§ **WHAT TO PRODUCE**:
Starting with the line that contains "actual 1s. Good." and stopping after the line that contains "stubs in test_desktop_transcribe.py.", copy the entries below exactly. Include nothing else.

§ **RECORDS FOR THE EXERCISE**:
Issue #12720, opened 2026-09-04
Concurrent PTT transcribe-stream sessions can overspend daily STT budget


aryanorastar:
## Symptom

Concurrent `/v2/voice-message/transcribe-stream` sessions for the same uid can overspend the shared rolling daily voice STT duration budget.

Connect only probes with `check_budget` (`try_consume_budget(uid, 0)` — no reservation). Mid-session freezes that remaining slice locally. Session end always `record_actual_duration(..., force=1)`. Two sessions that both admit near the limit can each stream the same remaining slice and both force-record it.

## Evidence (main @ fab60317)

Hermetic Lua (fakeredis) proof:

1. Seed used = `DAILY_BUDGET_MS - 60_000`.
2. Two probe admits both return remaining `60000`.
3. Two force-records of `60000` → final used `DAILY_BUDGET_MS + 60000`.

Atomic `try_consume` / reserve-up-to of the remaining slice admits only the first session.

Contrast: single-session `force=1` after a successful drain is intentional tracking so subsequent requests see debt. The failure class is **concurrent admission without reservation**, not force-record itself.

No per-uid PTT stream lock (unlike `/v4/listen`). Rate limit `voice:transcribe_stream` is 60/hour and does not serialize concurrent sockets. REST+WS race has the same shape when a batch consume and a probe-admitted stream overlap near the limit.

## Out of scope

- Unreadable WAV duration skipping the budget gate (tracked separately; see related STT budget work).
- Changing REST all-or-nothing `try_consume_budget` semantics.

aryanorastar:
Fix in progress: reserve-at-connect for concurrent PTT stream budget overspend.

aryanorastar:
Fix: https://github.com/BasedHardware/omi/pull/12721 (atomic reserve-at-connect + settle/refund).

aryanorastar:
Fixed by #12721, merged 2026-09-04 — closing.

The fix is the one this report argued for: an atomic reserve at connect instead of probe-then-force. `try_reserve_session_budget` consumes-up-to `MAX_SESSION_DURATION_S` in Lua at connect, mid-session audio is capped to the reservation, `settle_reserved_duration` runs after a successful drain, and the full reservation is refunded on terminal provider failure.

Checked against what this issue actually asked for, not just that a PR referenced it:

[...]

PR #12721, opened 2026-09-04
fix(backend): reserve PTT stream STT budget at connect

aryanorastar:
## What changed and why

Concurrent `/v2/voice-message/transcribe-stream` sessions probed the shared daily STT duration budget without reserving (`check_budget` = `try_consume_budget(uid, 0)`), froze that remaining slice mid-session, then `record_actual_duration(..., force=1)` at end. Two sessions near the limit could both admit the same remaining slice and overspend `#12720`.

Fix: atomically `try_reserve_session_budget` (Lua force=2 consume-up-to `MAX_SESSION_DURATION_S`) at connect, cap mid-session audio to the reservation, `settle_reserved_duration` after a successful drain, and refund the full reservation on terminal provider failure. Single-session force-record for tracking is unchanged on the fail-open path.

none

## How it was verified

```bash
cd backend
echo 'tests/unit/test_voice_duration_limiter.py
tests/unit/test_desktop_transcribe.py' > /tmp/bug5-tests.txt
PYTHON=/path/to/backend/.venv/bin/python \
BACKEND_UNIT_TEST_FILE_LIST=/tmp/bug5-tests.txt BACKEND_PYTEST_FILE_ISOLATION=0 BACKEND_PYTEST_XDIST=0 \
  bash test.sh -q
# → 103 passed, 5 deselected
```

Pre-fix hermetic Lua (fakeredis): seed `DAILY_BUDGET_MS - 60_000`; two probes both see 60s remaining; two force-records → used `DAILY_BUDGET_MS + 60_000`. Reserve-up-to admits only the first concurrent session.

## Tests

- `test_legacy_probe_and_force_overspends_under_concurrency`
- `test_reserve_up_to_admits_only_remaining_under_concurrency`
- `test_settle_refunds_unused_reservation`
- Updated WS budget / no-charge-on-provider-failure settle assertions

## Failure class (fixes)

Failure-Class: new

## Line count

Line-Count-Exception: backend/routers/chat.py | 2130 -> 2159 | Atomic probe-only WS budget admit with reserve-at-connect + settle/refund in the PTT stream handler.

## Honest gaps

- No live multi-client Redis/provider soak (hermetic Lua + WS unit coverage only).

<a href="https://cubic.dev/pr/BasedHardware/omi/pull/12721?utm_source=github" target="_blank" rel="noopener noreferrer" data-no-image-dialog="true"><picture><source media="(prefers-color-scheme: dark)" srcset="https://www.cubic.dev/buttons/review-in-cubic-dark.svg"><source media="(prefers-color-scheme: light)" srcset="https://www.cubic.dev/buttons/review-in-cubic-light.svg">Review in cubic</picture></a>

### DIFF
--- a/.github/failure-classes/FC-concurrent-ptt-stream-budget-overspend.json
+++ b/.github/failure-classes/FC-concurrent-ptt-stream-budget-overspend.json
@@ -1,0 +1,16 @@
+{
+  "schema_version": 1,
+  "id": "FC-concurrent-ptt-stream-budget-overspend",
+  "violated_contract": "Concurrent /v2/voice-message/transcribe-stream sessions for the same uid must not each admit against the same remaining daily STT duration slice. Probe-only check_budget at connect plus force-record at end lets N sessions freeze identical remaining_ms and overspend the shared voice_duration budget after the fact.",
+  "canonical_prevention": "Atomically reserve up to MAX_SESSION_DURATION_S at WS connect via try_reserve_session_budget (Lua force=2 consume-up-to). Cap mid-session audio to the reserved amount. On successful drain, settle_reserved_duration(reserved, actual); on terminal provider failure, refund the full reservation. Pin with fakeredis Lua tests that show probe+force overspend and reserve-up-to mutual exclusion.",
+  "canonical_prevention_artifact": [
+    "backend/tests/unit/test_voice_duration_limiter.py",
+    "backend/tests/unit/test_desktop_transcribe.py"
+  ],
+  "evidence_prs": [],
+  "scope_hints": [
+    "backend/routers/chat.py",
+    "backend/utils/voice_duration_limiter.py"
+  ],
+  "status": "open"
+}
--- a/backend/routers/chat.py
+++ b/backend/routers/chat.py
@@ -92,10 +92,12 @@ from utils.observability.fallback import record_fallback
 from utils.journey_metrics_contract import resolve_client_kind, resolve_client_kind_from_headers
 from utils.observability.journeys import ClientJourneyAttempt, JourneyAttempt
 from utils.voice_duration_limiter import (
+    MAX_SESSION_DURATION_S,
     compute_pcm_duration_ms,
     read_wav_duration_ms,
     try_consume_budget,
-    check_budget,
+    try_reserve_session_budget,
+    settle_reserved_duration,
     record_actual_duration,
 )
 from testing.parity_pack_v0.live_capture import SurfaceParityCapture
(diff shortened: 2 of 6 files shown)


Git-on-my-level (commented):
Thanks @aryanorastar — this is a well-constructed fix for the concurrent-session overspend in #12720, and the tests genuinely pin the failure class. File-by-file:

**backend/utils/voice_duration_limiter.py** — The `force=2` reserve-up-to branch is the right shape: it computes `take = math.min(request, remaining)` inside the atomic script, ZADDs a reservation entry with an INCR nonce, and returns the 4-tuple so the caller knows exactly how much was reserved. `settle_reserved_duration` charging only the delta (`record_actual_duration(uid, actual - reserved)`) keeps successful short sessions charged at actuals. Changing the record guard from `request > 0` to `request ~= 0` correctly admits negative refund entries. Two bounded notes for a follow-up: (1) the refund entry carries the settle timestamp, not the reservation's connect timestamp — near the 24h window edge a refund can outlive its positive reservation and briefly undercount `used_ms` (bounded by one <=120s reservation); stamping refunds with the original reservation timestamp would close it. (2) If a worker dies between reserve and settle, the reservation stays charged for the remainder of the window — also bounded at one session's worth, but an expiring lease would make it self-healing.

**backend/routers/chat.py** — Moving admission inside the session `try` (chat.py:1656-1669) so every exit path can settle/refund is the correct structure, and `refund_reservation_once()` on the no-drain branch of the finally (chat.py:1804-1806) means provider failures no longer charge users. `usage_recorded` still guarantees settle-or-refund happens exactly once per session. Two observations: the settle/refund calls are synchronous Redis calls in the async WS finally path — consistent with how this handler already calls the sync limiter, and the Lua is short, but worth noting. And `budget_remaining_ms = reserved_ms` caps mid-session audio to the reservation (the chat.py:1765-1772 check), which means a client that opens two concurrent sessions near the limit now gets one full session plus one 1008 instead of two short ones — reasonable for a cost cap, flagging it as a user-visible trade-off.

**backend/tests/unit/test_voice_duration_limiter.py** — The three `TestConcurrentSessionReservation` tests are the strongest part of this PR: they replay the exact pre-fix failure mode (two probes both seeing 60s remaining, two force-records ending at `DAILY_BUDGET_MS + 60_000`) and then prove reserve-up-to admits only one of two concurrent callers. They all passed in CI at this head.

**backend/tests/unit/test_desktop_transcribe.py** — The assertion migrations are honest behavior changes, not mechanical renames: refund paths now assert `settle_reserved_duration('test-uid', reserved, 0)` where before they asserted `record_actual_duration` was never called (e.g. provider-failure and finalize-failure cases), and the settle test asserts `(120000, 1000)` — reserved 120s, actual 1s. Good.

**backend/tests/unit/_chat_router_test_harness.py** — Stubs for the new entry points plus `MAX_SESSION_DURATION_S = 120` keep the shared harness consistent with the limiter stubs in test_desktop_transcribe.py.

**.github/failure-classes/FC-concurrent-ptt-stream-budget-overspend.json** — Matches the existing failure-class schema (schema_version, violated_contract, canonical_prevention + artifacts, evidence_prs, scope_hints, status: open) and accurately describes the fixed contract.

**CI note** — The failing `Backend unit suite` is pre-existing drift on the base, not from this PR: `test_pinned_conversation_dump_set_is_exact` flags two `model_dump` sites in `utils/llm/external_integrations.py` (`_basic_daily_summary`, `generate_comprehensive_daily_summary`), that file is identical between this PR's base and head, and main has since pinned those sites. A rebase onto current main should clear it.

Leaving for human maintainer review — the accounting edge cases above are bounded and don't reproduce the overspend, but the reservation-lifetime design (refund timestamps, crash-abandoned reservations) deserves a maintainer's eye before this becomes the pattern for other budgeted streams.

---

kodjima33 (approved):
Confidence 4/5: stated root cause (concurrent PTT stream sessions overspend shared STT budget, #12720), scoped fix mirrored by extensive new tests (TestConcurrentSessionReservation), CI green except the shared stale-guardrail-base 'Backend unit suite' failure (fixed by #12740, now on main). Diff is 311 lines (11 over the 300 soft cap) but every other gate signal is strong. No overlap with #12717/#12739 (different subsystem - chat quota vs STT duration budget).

* * *

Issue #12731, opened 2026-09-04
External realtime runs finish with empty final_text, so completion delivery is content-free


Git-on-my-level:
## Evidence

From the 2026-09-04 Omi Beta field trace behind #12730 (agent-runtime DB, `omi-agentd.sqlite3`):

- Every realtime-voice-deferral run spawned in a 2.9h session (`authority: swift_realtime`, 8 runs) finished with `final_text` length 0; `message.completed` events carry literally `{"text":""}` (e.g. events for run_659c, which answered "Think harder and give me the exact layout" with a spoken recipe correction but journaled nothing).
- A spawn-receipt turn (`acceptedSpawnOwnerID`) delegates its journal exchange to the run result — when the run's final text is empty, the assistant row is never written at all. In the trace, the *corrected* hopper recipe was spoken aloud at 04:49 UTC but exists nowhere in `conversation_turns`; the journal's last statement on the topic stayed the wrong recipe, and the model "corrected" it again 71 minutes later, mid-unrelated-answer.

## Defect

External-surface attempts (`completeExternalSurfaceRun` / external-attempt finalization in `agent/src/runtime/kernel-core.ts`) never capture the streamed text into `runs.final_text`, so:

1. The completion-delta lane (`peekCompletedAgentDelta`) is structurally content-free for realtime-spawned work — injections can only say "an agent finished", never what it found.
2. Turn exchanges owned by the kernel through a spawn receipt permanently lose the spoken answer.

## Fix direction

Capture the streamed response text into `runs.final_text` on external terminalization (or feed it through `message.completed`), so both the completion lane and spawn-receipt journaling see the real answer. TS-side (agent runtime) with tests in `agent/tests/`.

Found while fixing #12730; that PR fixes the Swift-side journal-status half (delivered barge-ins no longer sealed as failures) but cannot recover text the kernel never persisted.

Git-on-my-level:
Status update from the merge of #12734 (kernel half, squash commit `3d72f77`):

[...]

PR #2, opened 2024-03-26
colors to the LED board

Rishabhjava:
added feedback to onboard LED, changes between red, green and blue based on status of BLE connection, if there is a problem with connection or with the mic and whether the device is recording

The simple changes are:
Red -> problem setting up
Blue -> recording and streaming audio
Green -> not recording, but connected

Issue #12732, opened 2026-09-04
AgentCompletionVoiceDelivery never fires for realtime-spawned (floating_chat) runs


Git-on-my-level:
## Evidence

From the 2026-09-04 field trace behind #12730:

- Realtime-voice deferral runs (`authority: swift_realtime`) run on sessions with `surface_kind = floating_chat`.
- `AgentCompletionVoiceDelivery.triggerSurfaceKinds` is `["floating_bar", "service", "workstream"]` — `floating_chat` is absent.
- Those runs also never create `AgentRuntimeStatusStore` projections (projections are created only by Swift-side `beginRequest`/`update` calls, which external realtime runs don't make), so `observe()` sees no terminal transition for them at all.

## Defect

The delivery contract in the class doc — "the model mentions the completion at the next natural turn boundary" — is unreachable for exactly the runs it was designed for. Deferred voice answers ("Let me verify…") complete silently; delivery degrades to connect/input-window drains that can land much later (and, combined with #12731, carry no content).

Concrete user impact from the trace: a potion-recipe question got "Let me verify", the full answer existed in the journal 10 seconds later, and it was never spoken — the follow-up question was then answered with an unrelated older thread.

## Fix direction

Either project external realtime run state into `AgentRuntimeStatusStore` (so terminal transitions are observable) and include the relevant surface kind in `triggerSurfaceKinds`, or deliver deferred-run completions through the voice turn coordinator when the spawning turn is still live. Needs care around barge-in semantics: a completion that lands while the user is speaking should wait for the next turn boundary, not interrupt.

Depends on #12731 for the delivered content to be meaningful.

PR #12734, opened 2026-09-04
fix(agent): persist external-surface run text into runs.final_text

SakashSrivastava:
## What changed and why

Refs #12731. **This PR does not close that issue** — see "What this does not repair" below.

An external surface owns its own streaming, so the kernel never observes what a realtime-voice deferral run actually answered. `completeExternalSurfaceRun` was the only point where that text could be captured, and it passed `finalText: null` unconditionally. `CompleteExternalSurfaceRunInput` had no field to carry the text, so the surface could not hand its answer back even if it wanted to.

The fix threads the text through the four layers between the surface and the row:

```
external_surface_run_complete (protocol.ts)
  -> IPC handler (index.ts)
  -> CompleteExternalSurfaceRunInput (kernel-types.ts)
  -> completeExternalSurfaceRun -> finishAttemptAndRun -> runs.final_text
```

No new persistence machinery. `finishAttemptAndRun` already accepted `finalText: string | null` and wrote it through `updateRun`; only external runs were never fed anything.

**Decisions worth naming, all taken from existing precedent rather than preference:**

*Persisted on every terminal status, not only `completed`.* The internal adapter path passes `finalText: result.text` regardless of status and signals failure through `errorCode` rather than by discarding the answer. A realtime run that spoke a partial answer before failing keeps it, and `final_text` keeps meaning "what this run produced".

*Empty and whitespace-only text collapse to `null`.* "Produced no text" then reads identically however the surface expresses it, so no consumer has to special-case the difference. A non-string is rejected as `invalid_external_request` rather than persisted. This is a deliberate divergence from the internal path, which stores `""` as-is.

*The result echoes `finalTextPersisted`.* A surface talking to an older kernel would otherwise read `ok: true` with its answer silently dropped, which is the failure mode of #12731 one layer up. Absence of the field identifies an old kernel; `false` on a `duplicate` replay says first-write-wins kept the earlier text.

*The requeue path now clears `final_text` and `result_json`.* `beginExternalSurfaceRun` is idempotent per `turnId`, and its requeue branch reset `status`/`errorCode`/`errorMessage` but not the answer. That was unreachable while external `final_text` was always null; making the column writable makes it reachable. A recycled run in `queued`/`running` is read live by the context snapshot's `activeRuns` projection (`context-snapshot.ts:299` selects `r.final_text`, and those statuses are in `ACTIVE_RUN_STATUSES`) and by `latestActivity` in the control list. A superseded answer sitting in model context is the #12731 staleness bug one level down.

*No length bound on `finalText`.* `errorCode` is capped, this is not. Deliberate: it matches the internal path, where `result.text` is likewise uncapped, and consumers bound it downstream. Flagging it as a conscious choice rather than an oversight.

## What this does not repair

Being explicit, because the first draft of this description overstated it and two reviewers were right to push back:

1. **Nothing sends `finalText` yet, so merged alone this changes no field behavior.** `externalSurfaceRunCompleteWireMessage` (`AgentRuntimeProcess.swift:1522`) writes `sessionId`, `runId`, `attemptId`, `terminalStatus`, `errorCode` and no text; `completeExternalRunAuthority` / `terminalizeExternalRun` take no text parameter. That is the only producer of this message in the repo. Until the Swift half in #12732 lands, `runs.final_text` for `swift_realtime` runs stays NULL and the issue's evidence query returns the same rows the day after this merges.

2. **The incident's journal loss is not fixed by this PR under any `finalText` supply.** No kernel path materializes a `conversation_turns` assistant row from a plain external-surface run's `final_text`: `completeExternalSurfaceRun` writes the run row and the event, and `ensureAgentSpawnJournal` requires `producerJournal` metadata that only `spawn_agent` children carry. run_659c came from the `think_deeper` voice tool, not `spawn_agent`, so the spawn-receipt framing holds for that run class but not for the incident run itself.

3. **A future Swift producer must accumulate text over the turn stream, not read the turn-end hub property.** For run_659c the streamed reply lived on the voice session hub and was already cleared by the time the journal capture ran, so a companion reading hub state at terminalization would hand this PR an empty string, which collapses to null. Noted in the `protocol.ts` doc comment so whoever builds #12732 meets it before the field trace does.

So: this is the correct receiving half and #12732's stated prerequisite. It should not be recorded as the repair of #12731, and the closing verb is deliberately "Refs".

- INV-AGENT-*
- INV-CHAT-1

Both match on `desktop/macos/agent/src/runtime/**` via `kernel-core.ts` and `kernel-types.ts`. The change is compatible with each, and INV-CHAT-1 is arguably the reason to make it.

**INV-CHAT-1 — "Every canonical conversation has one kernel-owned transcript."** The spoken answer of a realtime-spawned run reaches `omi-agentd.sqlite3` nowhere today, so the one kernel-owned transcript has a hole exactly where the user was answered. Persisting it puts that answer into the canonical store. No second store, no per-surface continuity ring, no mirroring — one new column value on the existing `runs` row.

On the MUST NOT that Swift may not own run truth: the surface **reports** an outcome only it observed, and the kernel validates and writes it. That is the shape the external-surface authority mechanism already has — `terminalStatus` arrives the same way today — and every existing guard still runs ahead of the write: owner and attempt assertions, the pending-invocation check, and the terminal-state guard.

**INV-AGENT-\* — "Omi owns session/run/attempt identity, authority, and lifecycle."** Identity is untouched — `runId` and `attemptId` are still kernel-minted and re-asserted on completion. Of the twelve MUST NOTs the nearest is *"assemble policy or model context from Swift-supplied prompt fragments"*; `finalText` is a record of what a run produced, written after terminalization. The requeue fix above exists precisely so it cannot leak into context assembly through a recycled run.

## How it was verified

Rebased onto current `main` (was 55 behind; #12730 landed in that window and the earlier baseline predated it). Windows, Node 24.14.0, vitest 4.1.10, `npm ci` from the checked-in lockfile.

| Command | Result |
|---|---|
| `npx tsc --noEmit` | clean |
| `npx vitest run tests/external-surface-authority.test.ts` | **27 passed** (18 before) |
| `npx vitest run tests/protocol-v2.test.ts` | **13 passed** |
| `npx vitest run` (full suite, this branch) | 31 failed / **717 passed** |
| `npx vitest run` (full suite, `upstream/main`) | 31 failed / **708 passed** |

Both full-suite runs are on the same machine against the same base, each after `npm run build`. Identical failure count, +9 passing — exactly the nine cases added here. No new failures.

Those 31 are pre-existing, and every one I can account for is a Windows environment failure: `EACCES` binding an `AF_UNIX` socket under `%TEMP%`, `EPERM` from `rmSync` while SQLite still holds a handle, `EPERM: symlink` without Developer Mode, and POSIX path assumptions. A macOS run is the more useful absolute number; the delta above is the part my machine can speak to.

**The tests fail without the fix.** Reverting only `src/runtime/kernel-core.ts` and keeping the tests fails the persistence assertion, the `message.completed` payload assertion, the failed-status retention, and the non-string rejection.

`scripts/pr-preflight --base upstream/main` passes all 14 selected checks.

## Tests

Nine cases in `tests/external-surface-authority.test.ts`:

§ **REPLY TO THE EXERCISE**:
**backend/tests/unit/test_desktop_transcribe.py** — The assertion migrations are honest behavior changes, not mechanical renames: refund paths now assert `settle_reserved_duration('test-uid', reserved, 0)` where before they asserted `record_actual_duration` was never called (e.g. provider-failure and finalize-failure cases), and the settle test asserts `(120000, 1000)` — reserved 120s, actual 1s. Good.

**backend/tests/unit/_chat_router_test_harness.py** — Stubs for the new entry points plus `MAX_SESSION_DURATION_S = 120` keep the shared harness consistent with the limiter stubs in test_desktop_transcribe.py.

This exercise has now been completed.